As of January, 2012, this site is no longer being updated, due to work and health issues
Lucene/Solr Meetup, June 2009
Notes by Avi Rappoport, Search Tools Consulting
Meetup info
These are my sketchy notes, there was so much good stuff, I did not get it all.
-- Avi, June 5, 2009
Changes in upcoming Solr 1.4 (Grant Ingersoll)
- a new logo (see right)
- new character filters (from Lucene 2.4)
- faster faceting methods - FieldCache (from Lucene)
- improved numeric range calculations (see TrieRange below)
- Java-based replication with solr request handlers (see Lucid blog post)
- StatsComponent - returns xml for each field
- Term vector component- for proximity & other interesting stuff (see Lucid blog post)
- Duplicate detection during indexing - RemoveDuplicates Token
- Better Arabic handling (from Lucene)
- CharFilter - normalize chars before tokenizing, like a lightweight pipeline
- Solr Cell (a.k.a. Content Extracting Library, aka ExtractingRequestHandler) - wrapper around Tika
- Clustering - grouping similar docs - jira framework for plugging modules
- first implementation using carrot2: concerned with clustering short extracts of text from search results
- Configure deletion policy (possibly from Lucene)
- SolrJS - JQuery parsing
- VelocityResponseWriter - hooks to Velocity templates for interface without middleware or app server
Near-real-time indexing - Jason Rutherglen & Jake Mannix (LinkedIn)

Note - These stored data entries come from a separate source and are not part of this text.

PR #316, opened 2018-06-29
Add accuracy disclaimer to test results

FWDekker:
Adds a disclaimer that indicates that the results of Schaapi may not be accurate.

### DIFF
--- a/modules/validation-pipeline/github-interactor/src/main/kotlin/org/cafejojo/schaapi/validationpipeline/githubinteractor/CIJobCompletedListener.kt
+++ b/modules/validation-pipeline/github-interactor/src/main/kotlin/org/cafejojo/schaapi/validationpipeline/githubinteractor/CIJobCompletedListener.kt
@@ -52,6 +52,10 @@ class CIJobCompletedListener(private val checkReporter: CheckReporter) {
 
     private fun formatTestResults(testResults: TestResults) = with(testResults) {
         """
+            <span style="color:red;">
+                Schaapi is an experimental tool and the accuracy of its results is not guaranteed.
+            </span>
+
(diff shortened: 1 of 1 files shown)


modules/validation-pipeline/github-interactor/src/main/kotlin/org/cafejojo/schaapi/validationpipeline/githubinteractor/CIJobCompletedListener.kt
```diff
@@ -52,6 +52,10 @@ class CIJobCompletedListener(private val checkReporter: CheckReporter) {
 
     private fun formatTestResults(testResults: TestResults) = with(testResults) {
         """
+            <span style="color:red;">
+                Schaapi is an experimental tool and the accuracy of its results is not guaranteed.
+            </span>
```
gandreadis: I don't think this works in PR reports

FWDekker: :'(
Any suggestions?

casperboone: The only way to use color is by using image. I don't think that's a very good idea 😅.

Therefore I think we can just go with 

```
Schaapi is an experimental tool and the accuracy of its results is not guaranteed.
```

FWDekker: Will do

PR #318, opened 2018-07-01
Fix appender configurability

FWDekker:
Changes the logger configuration such that they can be configured independently. Before, changing the `level=` in either logger didn't actually affect the log levels for some reason. With this PR, the console logger's log level can be changed by changing the threshold of the filter.


FWDekker:
@casperboone The logger.

FWDekker:
@casperboone I have added a description explaining what this PR does.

- Historical model was batch indexing
- For faster indexing, insert/delete several per second, need to worry about I/O efficiency
- Relevance matters (unlike, say, in Twitter Search)
- Have contributed Lucene patches to especially for deletes and flushing
- 1313, 1483, 1231, 1292 were all that I caught
- NearRealTimeSearch - Lucene
- RealTimeSearch - Solr
- Other LinkedIn open source projects: Zoie (extensions to Lucene), Bobo (faceted/parametric search tuned for high performance), Voldemort (high performance distributed key-value storage)
Payload Efficiency - Michael Busch (IBM)
- Current inverted index contains the
- dictionary (list of words)
- posting list (documents associated with each word)
- Payloads - additional optional metadata for each term in the dictionary, for example position, as byte arrays
- Current Lucene Store (document data) is slow, sequential
- Payloads and column-stride fields could be much more efficient
- other stuff I didn't take good notes on (sorry)
- Check out the blog post from the ApacheCon about payloads
TrieRange
- Supplements Lucene's basic string field type, orders of magnitude faster for range searching
- came out of geo-searching
- Field mapped to a numeric type: int, long, double, float
- Code stores sorts with several layers of precision
- example: year, month, day
- Naive sorts also much easier.
Query Parser Framework - also IBM
- Current process is hard to maintain and extend
- Need to separate syntax and semantics
- Can generate multiple languages
- Looks like a pipeline (I may be missing something)
- Text Parser - converts incoming string to a Query Node Tree
- Iterates through the nodes before going to next parser
- Can add new parsers in any order, e.g. validation, tokenization
- Query Builder
- Iterates through the nodes
- Outputs Lucene or other query language
- see developer discussion & JIRA ID 1567 (current status is patch)
Zevents.com - fun with deduplication and dynamic re-ranking
Xoopit.com - indexing service in their own cloud, just starting, will provide simple config for Lucene
Lucid search - Erik Hatcher
- index sources: lucidimagination.com site, lucene apache site, email lists
- facet by source, project, issue (JIRA), author (email)
- multi-select facets (checkboxes)
- displays facets with 0 hits
- About 1/2 attendees no longer use stopwords
- 1/4 do use them
- 1/4 do both or don't know
- No one has any evidence that they are useful, but they can screw up phrase queries
- They do make indexes bigger
- Indexing them leads to search transparency - no question that what you search is what you get
- Maybe Lucene and Solr should disable stopwords by default
- Need some kind of standard corpus / queries / judgments for testing
- Still in infant stages of development
All in all, a great meeting full of very positive energy.